[Dataset items]
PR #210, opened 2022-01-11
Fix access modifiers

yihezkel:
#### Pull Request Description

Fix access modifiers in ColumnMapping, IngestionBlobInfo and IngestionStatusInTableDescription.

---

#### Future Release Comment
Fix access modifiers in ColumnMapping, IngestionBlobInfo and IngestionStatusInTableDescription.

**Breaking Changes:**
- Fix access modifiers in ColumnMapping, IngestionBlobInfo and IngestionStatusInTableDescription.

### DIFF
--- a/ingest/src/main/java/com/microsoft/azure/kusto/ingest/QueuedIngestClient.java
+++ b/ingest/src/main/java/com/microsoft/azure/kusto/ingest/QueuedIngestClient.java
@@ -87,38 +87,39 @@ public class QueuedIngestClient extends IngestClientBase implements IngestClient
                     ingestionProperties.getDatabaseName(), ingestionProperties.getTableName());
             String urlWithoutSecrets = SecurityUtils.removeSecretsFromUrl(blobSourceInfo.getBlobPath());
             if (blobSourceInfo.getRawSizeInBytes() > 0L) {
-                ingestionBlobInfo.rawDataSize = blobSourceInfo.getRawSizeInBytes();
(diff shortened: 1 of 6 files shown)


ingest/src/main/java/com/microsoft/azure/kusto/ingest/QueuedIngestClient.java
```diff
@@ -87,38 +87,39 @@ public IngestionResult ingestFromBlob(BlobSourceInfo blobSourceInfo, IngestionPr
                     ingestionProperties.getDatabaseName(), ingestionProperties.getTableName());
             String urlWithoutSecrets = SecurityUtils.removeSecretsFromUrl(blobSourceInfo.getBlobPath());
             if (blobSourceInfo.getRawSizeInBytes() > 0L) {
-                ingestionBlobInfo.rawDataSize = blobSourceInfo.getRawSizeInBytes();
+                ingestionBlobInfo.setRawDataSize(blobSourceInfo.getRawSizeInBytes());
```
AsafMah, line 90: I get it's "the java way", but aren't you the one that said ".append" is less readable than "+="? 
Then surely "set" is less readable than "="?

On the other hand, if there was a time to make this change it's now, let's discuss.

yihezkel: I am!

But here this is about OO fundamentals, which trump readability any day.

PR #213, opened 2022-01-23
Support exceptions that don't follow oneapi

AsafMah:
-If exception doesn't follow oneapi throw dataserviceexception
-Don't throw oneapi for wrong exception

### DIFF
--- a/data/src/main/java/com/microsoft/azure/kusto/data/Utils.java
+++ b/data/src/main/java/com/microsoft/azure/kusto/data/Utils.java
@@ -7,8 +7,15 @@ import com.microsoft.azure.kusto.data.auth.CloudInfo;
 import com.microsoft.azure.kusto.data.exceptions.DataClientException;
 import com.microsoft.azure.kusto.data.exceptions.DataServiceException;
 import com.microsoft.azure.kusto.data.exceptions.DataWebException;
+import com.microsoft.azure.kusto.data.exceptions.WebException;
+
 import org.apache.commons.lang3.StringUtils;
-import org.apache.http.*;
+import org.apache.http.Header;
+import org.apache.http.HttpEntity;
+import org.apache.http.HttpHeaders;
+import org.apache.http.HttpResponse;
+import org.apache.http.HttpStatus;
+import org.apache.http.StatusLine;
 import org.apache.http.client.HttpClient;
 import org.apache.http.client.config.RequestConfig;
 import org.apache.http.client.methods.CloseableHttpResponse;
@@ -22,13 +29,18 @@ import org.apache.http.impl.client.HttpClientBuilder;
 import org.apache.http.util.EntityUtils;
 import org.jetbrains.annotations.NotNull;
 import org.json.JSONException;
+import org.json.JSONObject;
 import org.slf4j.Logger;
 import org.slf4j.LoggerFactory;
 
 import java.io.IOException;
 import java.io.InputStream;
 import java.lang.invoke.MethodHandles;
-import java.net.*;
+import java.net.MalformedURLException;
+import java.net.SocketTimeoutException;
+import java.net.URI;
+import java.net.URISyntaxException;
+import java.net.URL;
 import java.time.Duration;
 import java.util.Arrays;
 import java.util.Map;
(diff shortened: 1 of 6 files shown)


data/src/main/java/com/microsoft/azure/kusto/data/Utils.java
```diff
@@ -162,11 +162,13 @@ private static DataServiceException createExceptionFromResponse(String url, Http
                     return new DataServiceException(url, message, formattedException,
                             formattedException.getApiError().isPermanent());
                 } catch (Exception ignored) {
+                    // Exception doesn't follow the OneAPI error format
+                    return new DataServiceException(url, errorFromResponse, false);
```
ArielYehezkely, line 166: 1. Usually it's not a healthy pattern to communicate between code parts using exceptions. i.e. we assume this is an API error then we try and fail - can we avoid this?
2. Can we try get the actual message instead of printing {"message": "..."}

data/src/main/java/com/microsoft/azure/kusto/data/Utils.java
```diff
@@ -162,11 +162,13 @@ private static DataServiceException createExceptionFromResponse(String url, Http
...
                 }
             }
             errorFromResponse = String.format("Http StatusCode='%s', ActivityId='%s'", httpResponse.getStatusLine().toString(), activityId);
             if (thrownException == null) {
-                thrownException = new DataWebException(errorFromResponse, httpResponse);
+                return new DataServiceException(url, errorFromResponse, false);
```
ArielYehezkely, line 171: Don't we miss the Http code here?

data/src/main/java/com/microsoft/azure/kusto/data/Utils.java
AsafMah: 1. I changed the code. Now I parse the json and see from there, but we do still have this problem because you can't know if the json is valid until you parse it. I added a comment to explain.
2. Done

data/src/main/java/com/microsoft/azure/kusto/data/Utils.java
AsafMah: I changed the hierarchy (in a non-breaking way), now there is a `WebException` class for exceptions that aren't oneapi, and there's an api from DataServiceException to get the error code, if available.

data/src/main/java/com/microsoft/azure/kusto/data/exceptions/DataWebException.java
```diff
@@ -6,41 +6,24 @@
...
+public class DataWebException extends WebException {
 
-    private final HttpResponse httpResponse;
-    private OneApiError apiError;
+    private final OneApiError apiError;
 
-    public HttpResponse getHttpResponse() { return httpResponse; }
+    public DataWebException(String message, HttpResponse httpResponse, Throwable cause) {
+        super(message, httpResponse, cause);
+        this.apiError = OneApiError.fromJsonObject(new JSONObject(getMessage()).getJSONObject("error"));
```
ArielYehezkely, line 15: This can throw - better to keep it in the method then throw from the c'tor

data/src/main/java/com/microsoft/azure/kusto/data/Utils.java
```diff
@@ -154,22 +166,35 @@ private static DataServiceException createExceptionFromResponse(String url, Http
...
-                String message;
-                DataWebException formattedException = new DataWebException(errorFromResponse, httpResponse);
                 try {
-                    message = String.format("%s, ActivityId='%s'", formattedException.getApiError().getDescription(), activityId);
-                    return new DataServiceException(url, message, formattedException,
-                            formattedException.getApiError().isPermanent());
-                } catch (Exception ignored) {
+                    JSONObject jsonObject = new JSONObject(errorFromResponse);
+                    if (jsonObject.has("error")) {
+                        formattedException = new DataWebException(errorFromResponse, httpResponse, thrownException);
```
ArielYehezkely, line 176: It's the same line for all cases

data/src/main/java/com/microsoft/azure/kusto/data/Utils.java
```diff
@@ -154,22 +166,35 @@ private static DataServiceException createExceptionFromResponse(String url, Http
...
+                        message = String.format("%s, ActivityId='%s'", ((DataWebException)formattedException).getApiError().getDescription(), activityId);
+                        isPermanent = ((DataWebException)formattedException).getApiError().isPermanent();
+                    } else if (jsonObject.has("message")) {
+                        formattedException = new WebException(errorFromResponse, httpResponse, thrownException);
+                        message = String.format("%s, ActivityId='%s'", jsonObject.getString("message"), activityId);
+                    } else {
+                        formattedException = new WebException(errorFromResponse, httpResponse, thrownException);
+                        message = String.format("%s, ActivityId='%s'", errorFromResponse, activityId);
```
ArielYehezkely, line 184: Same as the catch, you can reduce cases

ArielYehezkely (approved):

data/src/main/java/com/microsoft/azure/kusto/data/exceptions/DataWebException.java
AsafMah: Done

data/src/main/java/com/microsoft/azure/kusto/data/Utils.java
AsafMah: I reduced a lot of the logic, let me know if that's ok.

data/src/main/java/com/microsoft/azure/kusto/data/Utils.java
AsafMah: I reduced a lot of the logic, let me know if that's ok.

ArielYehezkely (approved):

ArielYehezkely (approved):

* [Exercise details]
Only a number is wanted. How many lines of the entries above carry "exceptions"?

* [Response area]
9